Namita Kumari is a researcher at Center for Sickle Cell Disease Howard University which is located in USA

Abstract:

Hemin inhibits HIV-1 infection in cultured macrophages and T-cells and also in HIV-1 infected humanized mice by inducing heme oxygenase -1 (HO-1) via a protein kinase C-dependent pathway (reviewed in [1]). HO-1 expression in LPS-treated human macrophages protects them against HIV-1 infection in part through production of MIP1α, MIP1β and LD78β chemokines that decrease CCR5 expression.

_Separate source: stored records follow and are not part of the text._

PR #644, opened 2023-08-23
Fix: Toggle node by clicking on label.

sanjayconnamara:
Fixing issue where node is expanding while clicking on label.


mrchief:
This is preventing standard behavior on HTML labels. What reasons are there for doing this?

Iron depletion by iron chelators or through the expression of ferroportin, an iron export protein, inhibited HIV-1 [2, 3]. Here, we show that in heme-treated THP1 cells, mRNA expression of ferroportin, p21, hypoxia-induced factor (HIF)-1α and IKBα, an NF-κB inhibitor was increased and CDK2 expression decreased. HIV-1 replication was also suppressed in THP-1 cells treated with hemin but subsequent treatment with hepcidin restored HIV-1 replication, suggesting that ferroportin played a key role in the HIV-1 inhibition. Stable ferroportin knock-down in THP-1 cells led to the inability of hemin to inhibit HIV-1, further supporting the idea that that ferroportin plays a key role in this process. In addition, hemin treatment reduced the expression of p65 subunit of NF-kB and induced expression of IKBα. Cells treated with hemin were arrested in G1 phase of cell cycle suggesting that expression of p21 and decreased in CDK2 expression affected the cells cycle. Stable HIF-1α knockdown in THP-1 cells increased HIV replication indicating that HIF-1 might also restrict HIV-1 replication. Taken together, our study shows that induction of HIF-1 and iron export pathways might protect hemin-treated THP-1 cells from HIV-1 infection. Additional molecular mechanisms of heme-mediated HIV-1 inhibition might also include NF-kB inhibition by IKBα, reduction of CDK2 epxression and induction of p21 leading to the inhibition of HIV-1 transcription.